## EXERCISE BRIEF
The first line of the data below and every line after it, through the one with "dennishendriksen: I did", must be transcribed without change.

## Saved entries
PR #4317, opened 2016-01-12
Improve VCF commandline annotation performance M3990

dennishendriksen:


molgenis-data-annotators/src/main/java/org/molgenis/data/annotator/tabix/TabixRepository.java
```diff
@@ -122,19 +122,26 @@ public EntityMetaData getEntityMetaData()
 		try
 		{
 			org.molgenis.data.annotator.tabix.TabixReader.Iterator iterator = reader.query(queryString);
-			String line = iterator.next();
-			while (line != null)
+			if (iterator != null)
 			{
-				Entity entity = toEntity(line);
-				if (entity.getLong(positionAttributeName) == pos)
```
bartcharbon: Tabix can sometimes return a row that does not exactly match the query, this check should remain!

molgenis-data-annotators/src/main/java/org/molgenis/data/annotator/tabix/TabixRepository.java
```diff
@@ -122,19 +122,26 @@ public EntityMetaData getEntityMetaData()
...
+				String line = iterator.next();
```
jjettenn: why not using hasNext() instead of while (line != null)

dennishendriksen: I did not touch this code, the changes I made were adding the if (iterator != null) { ... } block around existing code.

PR #4326, opened 2016-01-18
GoogleFriday: use vcf filename (processed to comply with entityname rules) as default

bartcharbon:


molgenis-data-import/src/main/resources/templates/OptionsWizardPage.ftl
```diff
@@ -4,7 +4,13 @@
 		<div class="col-md-4">
 			<div class="form-group">
             	<label class="control-label" for="name">Entity name *</label>
-            	<input type="text" class="form-control" name="name" required placeholder="Enter entity name">
+            	<input type="text" class="form-control" name="name" required placeholder="Enter entity name"
+					   value="${wizard.file.name
+					   ?keep_before_last(".")
```
dennishendriksen: Won't fly with .vcf.gz

PR #4338, opened 2016-01-21
M3777 As Mapping Service user I can update an existing entity

tommydeboer:
- It is now possible to map to a target repository more than once
- New source entities are added to the target
- Old source entities are updated in the target
- Removed source entities are removed from the target


tommydeboer:
test this please

tommydeboer:
test this please

Issue #4368, opened 2016-01-26
Unable to upload test-edgecases.vcf


Mark-de-Haan:
the molgenis-annotators/src/test/resources/test-edgecases.vcf gives the following error when trying to import:

org.molgenis.data.MolgenisDataException: Validation error in entity [testEdgecases_Sample]: Invalid characters in: [.] Only letters (a-z, A-Z), digits (0-9), underscores (_) and hashes (#) are allowed.

erwinwinder:
Duplicate of https://github.com/molgenis/molgenis/issues/4331 ?

Mark-de-Haan:
No I don't think so. This is probably an old vcf test file that was never migrated to work with the newer validation rules or something

bartcharbon:
We support uploading VCF's it strike me as "odd" if we need to migrate the actual file...

mswertz:
If its wrong format then this is a 'wontfix'?

tommydeboer:
Fixed in #4395

Issue #3965, opened 2015-10-16
VCF files that contain reserved words cannot be imported


joerivandervelde:
VCF files sometimes contain INFO fields which turn out to be MOLGENIS reserved words. For example, in GoNL there is an INFO field named "SET", which causes the imported to fail with an error.

PR #4395, opened 2016-01-28
Fix #4355 #3965 #4368 + small vcf import entity/attribute name improvements/checks

### LINKED ISSUE #4355: When importing a VCF with an existing entity name, the error message is very unclear, and you have no idea what the error actually is
## Reproduce
- Import test_samples.vcf, call it test_samples
- Import test_samples.vcf again, and call it test_samples

## Expected
An error message telling you this entity name is already taken within this package

## Observed
```File did not pass validation see results below. Please resolve the errors and try again.```
Followed by ```Importable: No```

### PR DESCRIPTION
**Pull request by bartcharbon**
improvements:
- replaces illegal column names in Sample and INFO fields, leaving the label the same as the name in the file
- limits the entityname taking into account the postfix "_SAMPLES"
- generates a default name based on both ".vcf" and ".vcf.gz" (was only working for ".vcf")
- adds replacing "-" in the default entity name, this one was missing from the regex.
- checks for exisiting entities with the same name, showing an meaningful message

### DIFF
--- a/molgenis-data-import/src/main/resources/templates/OptionsWizardPage.ftl
+++ b/molgenis-data-import/src/main/resources/templates/OptionsWizardPage.ftl
@@ -4,6 +4,7 @@
 		<div class="col-md-4">
 			<div class="form-group">
             	<label class="control-label" for="name">Entity name *</label>
+                <i>(Only letters (a-z, A-Z), digits (0-9), underscores (_) and hashes (#) are allowed.)</i>
             	<input type="text" class="form-control" name="name" required placeholder="Enter entity name"
 					   value="${wizard.file.name
 					   ?replace("\\.vcf|\\.vcf\\.gz",'','r') <#-- remove extention -->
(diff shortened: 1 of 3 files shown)

### CODE REVIEW

File: molgenis-data-import/src/main/resources/templates/OptionsWizardPage.ftl [hunk 1]
```diff
@@ -4,13 +4,14 @@
...
             	<label class="control-label" for="name">Entity name *</label>
+                <i>(Only letters (a-z, A-Z), digits (0-9), underscores (_) and hashes (#) are allowed.)</i>
             	<input type="text" class="form-control" name="name" required placeholder="Enter entity name"
 					   value="${wizard.file.name
-					   ?keep_before_last(".")
-					   ?js_string[0..*29]
-					   ?replace("\\.|\\*|\\$|\\&|\\%|\\^|\\(|\\)|\\#|\\!|\\@|\\?",'_','r')
-					   ?replace("^[0-9]",'_','r')
-					   }">
+					   ?replace("\\.vcf|\\.vcf\\.gz",'','r') <#-- remove extention -->
```
tommydeboer: When I upload ```cadd_test.vcf.gz``` the name becomes ```cadd_test_gz```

## SOLUTION FOR THIS EXERCISE
PR #4317, opened 2016-01-12
Improve VCF commandline annotation performance M3990

dennishendriksen:


molgenis-data-annotators/src/main/java/org/molgenis/data/annotator/tabix/TabixRepository.java
```diff
@@ -122,19 +122,26 @@ public EntityMetaData getEntityMetaData()
 		try
 		{
 			org.molgenis.data.annotator.tabix.TabixReader.Iterator iterator = reader.query(queryString);
-			String line = iterator.next();
-			while (line != null)
+			if (iterator != null)
 			{
-				Entity entity = toEntity(line);
-				if (entity.getLong(positionAttributeName) == pos)
```
bartcharbon: Tabix can sometimes return a row that does not exactly match the query, this check should remain!

molgenis-data-annotators/src/main/java/org/molgenis/data/annotator/tabix/TabixRepository.java
```diff
@@ -122,19 +122,26 @@ public EntityMetaData getEntityMetaData()
...
+				String line = iterator.next();
```
jjettenn: why not using hasNext() instead of while (line != null)

dennishendriksen: I did not touch this code, the changes I made were adding the if (iterator != null) { ... } block around existing code.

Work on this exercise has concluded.